# Oval Mirror Frame



## Bob Hasti (Apr 8, 2010)

I am building a vanity with a 16" X 20" Oval Mirror- My problem I have never constructed an Oval Frame before. I am wondering what are the angles I will need on the frame? The balance of the frame work should be pretty simple.


----------



## Jim Tank (Apr 28, 2009)

Teh angles are determined by how wide your stock is. You can make a rectangle using boards 8" wide and be using olny 4 boards with 45 degree angles, or build an octogon using 2' boards and still get the same oval shape. Draw out the frame you desire on cardboard full scale and determine the number of joints at whatever angles are required to be able to use the width lumber you have. If you make a template out of MDF (the miracle product), then you can screw from the back into your stock and use a guide bearing bit to produce a perfect frame every time.


----------



## Ghidrah (Mar 2, 2010)

Agreed template is the way to go, it aides in lengths, angles and cut out


----------



## mmwood_1 (Oct 24, 2007)

Bob,
There are more details involved here. For instance, if you use only 4 pieces to make your oval, you will have grain going in 4 directions. On the other hand, if you want your grain to more or less follow the shape around the oval, you can use more pieces. I've made oval frames using 8 pieces. Determining the angles is best done by drawing it out full size on cardboard, poster board, or paper, and using a protractor. Being an oval, all the angles would not be the same. But they all have to add up to 360 degrees.


----------



## cabinetman (Jul 5, 2007)

I'm assuming you want to make an angled oval instead of a smooth curved oval. I have a fairly simple method. The basic principle is to start with a rectangle drawn on paper for the outside dimensions you want.

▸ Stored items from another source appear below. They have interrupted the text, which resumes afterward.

Issue #1419, opened 2019-09-09
xxhash was compiled against a different Node.js version


tangb:
- **balena CLI version:** e.g. 11.2.1 (output of the `"balena version"` command)
balena-cli v11.9.3

- **Operating system version:** e.g. Windows 10, Ubuntu 18.04, macOS 10.14.5
windows10

- **32/64 bit OS and processor:** e.g. 32-bit Windows on 64-bit Intel processor
64bits

- **Install method:** npm or zip or executable installer
zip archive available https://github.com/balena-io/balena-cli/releases/tag/v11.9.3

- **If npm install, Node.js and npm version:** e.g. Node v8.16.0 and npm v6.4.1
npm 6.11.2
node v10.16.3
---

Hello

I'm trying to run balena-cli command line under windows 10  
`balena.exe local flash "C:\temp\raspbian.zip" --drive "\\.\PHYSICALDRIVE1" --yes`

and I got the following error:
```
The module '\\?\c:\Users\tanguy.bonneau\AppData\Roaming\CleepDesktop\balena-cli\xxhash\build\Release\hash.node'
was compiled against a different Node.js version using
NODE_MODULE_VERSION 57. This version of Node.js requires
NODE_MODULE_VERSION 64. Please try re-compiling or re-installing
the module (for instance, using `npm rebuild` or `npm install`).

Additional information may be available by setting a DEBUG=1 environment
variable: "set DEBUG=1" on a Windows command prompt, or "export DEBUG=1"
on Linux or macOS.

If you need help, don't hesitate in contacting our support forums at
https://forums.balena.io

For bug reports or feature requests, have a look at the GitHub issues or
create a new one at: https://github.com/balena-io/balena-cli/issues/
```

I understand the error, but I don't figure out how to find a workaround while the binary is delivered in the release archive (no way to rebuild it).

Maybe you can help me ?
I saw a new release of xxhash has been released few days ago after 3 years of inactivity.

Thank you very much for your answer ;-)

pdcastro:
@tangb, thank you for reporting this issue! I have reproduced it and I believe it is a bug in our CI (continuous integration) build scripts, which I will investigate further and fix. Meanwhile, I have tested the CLI's "executable installer" for Windows and it seems that it is not affected by this issue, so you could use it instead of the standalone zip package:
[...]

PR #1423, opened 2019-09-10
Fix Node.js version errors in standalone package on Windows

pdcastro:
Resolves: #1419
Change-type: patch

### DIFF
--- a/automation/build-bin.ts
+++ b/automation/build-bin.ts
@@ -19,11 +19,13 @@ import { run as oclifRun } from '@oclif/dev-cli';
 import * as archiver from 'archiver';
 import * as Bluebird from 'bluebird';
 import { execFile, spawn } from 'child_process';
+import { stripIndent } from 'common-tags';
 import * as filehound from 'filehound';
 import * as fs from 'fs-extra';
 import * as path from 'path';
 import { exec as execPkg } from 'pkg';
 import * as rimraf from 'rimraf';
+import * as semver from 'semver';
 import * as shellEscape from 'shell-escape';
 import * as util from 'util';
 
@@ -106,7 +108,7 @@ export async function runUnderMsys(argv?: string[]) {
 async function buildPkg() {
 	const args = [
 		'--target',
-		'node10',
+		'host',
 		'--output',
 		'build-bin/balena',
 		'package.json',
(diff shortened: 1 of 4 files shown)


automation/build-bin.ts
```diff
@@ -106,7 +108,7 @@ export async function runUnderMsys(argv?: string[]) {
 async function buildPkg() {
 	const args = [
 		'--target',
-		'node10',
+		'host',
```
pdcastro: This is the key fix, and it's my bad. In a previous PR (#1328, CLI version 11.4.0), I had specifically changed this option from 'host' to 'node10', aiming at improving consistency among the standalone zip packages (pkg) between Linux / Mac / Windows and Travis / Balena CI, having them all use the same Node 10 version rather than whatever Node was installed, and thus arguably helping with testing (fewer differences to account for). But I misunderstood how it works: `pkg` goes as far as downloading its own patched Node.js interpreter that gets bundled in the final CLI executable, but that interpreter was not used to build the native modules, which were built in the `npm install` step using whatever `node` is available in the path. As it happens, Node 10 was used in the balena CI setup for Linux and Mac, so that change didn't matter on those platforms (and reason why the problem was not detected any sooner, including in my manual testing). But on Windows, the CI setup still uses Node 8 so this led to native modules being compiled with Node 8 but bundled with Node 10 in the standalone package. (Ironically and perversely, one of the main benefits of standalone zip packages is to ensure compatibility between native modules and Node.js, and this bug ensured the very opposite... on Windows, between versions 11.4.0 and 11.9.3.)

To prevent a future regression, I have added a simple `testPkg()` function (below in this same file) that executes `balena version -j` (the built standalone executable) and ensures that the reported Node.js major version matches the major version of `process.version`.

automation/build-bin.ts
```diff
@@ -151,6 +153,69 @@ async function buildPkg() {
 	);
 }
 
+/**
+ * Run some basic tests on the built pkg executable.
+ */
+async function testPkg() {
```
pdcastro: So far we didn't have any automated testing for standalone zip packages. This function tests only `balena version -j` (comparing the output against `process.version`, to ensure that the native modules were compiled with a compatible version of Node.js). In the future, we should probably look at somehow integrating some of the the CLI source code / command tests (mocha, chai) so that they also test the built pkg executable.

package.json
```diff
@@ -172,7 +172,7 @@
     "dockerode": "^2.5.8",
     "dockerode-options": "^0.2.1",
     "ejs": "^2.5.7",
-    "etcher-sdk": "^2.0.5",
+    "etcher-sdk": "^2.0.14",
```
pdcastro: This change is in a separate commit. It's not completely random that this commit is bundled in this PR, because the the `balena-cli` issue (#1419) resolved by this PR regarded the `balena local flash` command, with an error that pointed to the `xxhash` native module, which is a dependency of [etcher-sdk](https://github.com/balena-io-modules/etcher-sdk). As it happens, `etcher-sdk` v2.0.14 bumped `xxhash` in relation to Node 12 support.

Note that, as indicated in the `npm-shrinkwrap.json` file, the actual `etcher-sdk` version bump was from `2.0.13` to `2.0.14`, rather than from `2.0.5` to `2.0.14` as `package.json` might lead you to believe. The `etcher-sdk` [changelog](https://github.com/balena-io-modules/etcher-sdk/blob/master/CHANGELOG.md) for `2.0.14` points only to the `xxhash` bump, hence this commit / PR also being of type `patch` rather than `minor`.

But, you only have to draw half the length/height/width, whichever way it's laid out. IOW, lets assume the overall size will be 18" wide by 36" high, and the bottom and the top will be angled to create an oval look.

Just draw out from the centerline at 18", and that half will be the same as the other half. So, you have the outside line drawn, and now draw a line parallel to that line for the inside line, which represents the width of the frame borders.

You could start with an easy method of using 45 degrees for the angles. From one corner of the top half of the rectangle measure down in even increments starting lets say at 4", and put marks at every inch. Do that in both directions from the corner. That will give you a 45 angle. for the corners. The further down you mark off, the longer the angled piece will be but the angle will stay at 45 degrees. You end up with basically 8 pieces to the frame, like this.

You can stretch out the oval by making the two parallel sides longer, or change the shape of the ends by offset marks for the angles, i.e., lets say 8" down and 6" across. That will change the shape and the angles will no longer be 45 degrees.

Once you have the half drawn out, transfer to a substrate to make a template for the frame. You can rough cut the final material, and then trim close with a flush trim bit.

Or, just cut the 8 pieces of wood with the angles you drew. You can fit them right to the drawing to check the fit. From the drawing, you can draw in the rabbet for the mirror size, and use that to get your mirror cut for a perfect fit.


----------



## mmwood_1 (Oct 24, 2007)

I have to disagree, Cabinetman. An eight sided frame will NOT include any 45 degree angles. In a perfect octagon such as the one you linked to, they would be 22.5 degrees.


----------



## cabinetman (Jul 5, 2007)

mmwood_1 said:


> I have to disagree, Cabinetman. An eight sided frame will NOT include any 45 degree angles. In a perfect octagon such as the one you linked to, they would be 22.5 degrees.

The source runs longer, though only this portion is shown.